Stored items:

PR #20, opened 2019-11-25
support for parsing encryption key from file

sigmarelax:
Tested with multiple file arguments and with multi-lined files. In compliance with the published spec document.


FiloSottile:

PR #28, opened 2019-12-28
Provide a `--output` option.

noncombatant:
For consistency across all options.


FiloSottile:
Thanks! I admit my eye twitched when I wrote that usage.

PR #31, opened 2019-12-28
Update the installation and build instructions.

noncombatant:


FiloSottile:
`go build filippo.io/age/cmd/...` will build both binaries, but there was a typo in it, thank you!

Issue #25, opened 2019-12-27
Consider goreleaser for building releases


twpayne:
[goreleaser](https://goreleaser.com/) makes it really easy to build Go binaries for multiple platforms, including generating `.rpm`s, `.deb`s, tarballs, zip files, Homebrew formulae, Snapcrafts, Scoops, and the like. It would be a great fit for age.

Let me know if you'd like a PR that adds this. Thanks to @joemiller who contributed this to chezmoi in https://github.com/twpayne/chezmoi/pull/33 - I'd like to pay the contribution forward.

emaste:
It looks like there's not yet FreeBSD support in [goreleaser](https://goreleaser.com) :(

twpayne:
@emaste Goreleaser does support FreeBSD, and OpenBSD. It supports all OSs that Go can cross-compile to.

whalehub:
@FiloSottile Any thoughts on this?

PR #50, opened 2019-12-29
all: add initial goreleaser config

twpayne:
Initial step towards #25, ready for initial review.


FiloSottile:
Thank you! I went with a simpler GitHub Action for now, but this reminds me that I need to include the LICENSE in the tarball.

PR #43, opened 2019-12-28
Get recipient keys from https:// and file:// URLs

paulc:
This patch includes support for https:// and file:// URLs as recipient arguments. The URL is fetched and each line is added as a recipient.

e.g.

    -r https://github.com/<user>.keys       (Use GitHub keys)
    -r file:///home/<user>/.ssh/<key>.pub   (Use local SSH key)

This is mostly useful to allow recipient keys to be specified directly from a GitHub URL (or other service which provides an equivalent)

PR #64, opened 2019-12-31
Add support for GitHub recipient

saltsa:
This PR adds support to fetch user public keys directly from Github API.  (edit: seems to be duplicate of #43)


Mohammed90:
Doesn't #43 supercede this by being more generic?

saltsa:
> Doesn't #43 supercede this by being more generic?

Yes, that's true. That PR likely needs support for "github:username" syntax, otherwise it supercedes. But this PR can be closed if that's going to be used!

FiloSottile:

PR #76, opened 2020-01-02
README: add Arch Linux AUR instructions.

mfs:
Update readme with Arch Linux AUR instructions.


README.md
```diff
@@ -98,4 +98,12 @@ On OpenBSD -current and 6.7+, you can use the port:
 pkg_add age
 ```
 
+On Arch Linux there are [AUR](https://aur.archlinux.org) packages for age and age-git.
+```
+auracle clone age       # or whichever AUR helper you use
```
alerque: If you are going to suggest the full manual build method why suggest an AUR helper here at all? Just show a regular git clone. Those that want to use helpers often use ones that to all the other steps too. For example `yay -S age` ... don.

Tharre:
Adding any instructions at all seems bad, either the person is already familiar with the AUR, in which case they're redundant. Or they have never used the AUR, in which case teaching people to blindly trust AUR packages is a bad idea.

alerque:
Maybe just linking the respective AUR package pages would be an acceptable compromise.

FiloSottile:
Took the compromise from the mkcert README, of giving a link and the manual installation instructions, so we don't have to pick a helper.

PR #80, opened 2020-01-03
Forgot decryption flag in example

fubuloubu:


FiloSottile:
Ah sorry I merged #85 before I saw this.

Directions for this task ▸ All of the data needs to be printed once more, exactly.

The answer ▸
PR #20, opened 2019-11-25
support for parsing encryption key from file

sigmarelax:
Tested with multiple file arguments and with multi-lined files. In compliance with the published spec document.


FiloSottile:

PR #28, opened 2019-12-28
Provide a `--output` option.

noncombatant:
For consistency across all options.


FiloSottile:
Thanks! I admit my eye twitched when I wrote that usage.

PR #31, opened 2019-12-28
Update the installation and build instructions.

noncombatant:


FiloSottile:
`go build filippo.io/age/cmd/...` will build both binaries, but there was a typo in it, thank you!

Issue #25, opened 2019-12-27
Consider goreleaser for building releases


twpayne:
[goreleaser](https://goreleaser.com/) makes it really easy to build Go binaries for multiple platforms, including generating `.rpm`s, `.deb`s, tarballs, zip files, Homebrew formulae, Snapcrafts, Scoops, and the like. It would be a great fit for age.

Let me know if you'd like a PR that adds this. Thanks to @joemiller who contributed this to chezmoi in https://github.com/twpayne/chezmoi/pull/33 - I'd like to pay the contribution forward.

emaste:
It looks like there's not yet FreeBSD support in [goreleaser](https://goreleaser.com) :(

twpayne:
@emaste Goreleaser does support FreeBSD, and OpenBSD. It supports all OSs that Go can cross-compile to.

whalehub:
@FiloSottile Any thoughts on this?

PR #50, opened 2019-12-29
all: add initial goreleaser config

twpayne:
Initial step towards #25, ready for initial review.


FiloSottile:
Thank you! I went with a simpler GitHub Action for now, but this reminds me that I need to include the LICENSE in the tarball.

PR #43, opened 2019-12-28
Get recipient keys from https:// and file:// URLs

paulc:
This patch includes support for https:// and file:// URLs as recipient arguments. The URL is fetched and each line is added as a recipient.

e.g.

    -r https://github.com/<user>.keys       (Use GitHub keys)
    -r file:///home/<user>/.ssh/<key>.pub   (Use local SSH key)

This is mostly useful to allow recipient keys to be specified directly from a GitHub URL (or other service which provides an equivalent)

PR #64, opened 2019-12-31
Add support for GitHub recipient

saltsa:
This PR adds support to fetch user public keys directly from Github API.  (edit: seems to be duplicate of #43)


Mohammed90:
Doesn't #43 supercede this by being more generic?

saltsa:
> Doesn't #43 supercede this by being more generic?

Yes, that's true. That PR likely needs support for "github:username" syntax, otherwise it supercedes. But this PR can be closed if that's going to be used!

FiloSottile:

PR #76, opened 2020-01-02
README: add Arch Linux AUR instructions.

mfs:
Update readme with Arch Linux AUR instructions.


README.md
```diff
@@ -98,4 +98,12 @@ On OpenBSD -current and 6.7+, you can use the port:
 pkg_add age
 ```
 
+On Arch Linux there are [AUR](https://aur.archlinux.org) packages for age and age-git.
+```
+auracle clone age       # or whichever AUR helper you use
```
alerque: If you are going to suggest the full manual build method why suggest an AUR helper here at all? Just show a regular git clone. Those that want to use helpers often use ones that to all the other steps too. For example `yay -S age` ... don.

Tharre:
Adding any instructions at all seems bad, either the person is already familiar with the AUR, in which case they're redundant. Or they have never used the AUR, in which case teaching people to blindly trust AUR packages is a bad idea.

alerque:
Maybe just linking the respective AUR package pages would be an acceptable compromise.

FiloSottile:
Took the compromise from the mkcert README, of giving a link and the manual installation instructions, so we don't have to pick a helper.

PR #80, opened 2020-01-03
Forgot decryption flag in example

fubuloubu:


FiloSottile:
Ah sorry I merged #85 before I saw this.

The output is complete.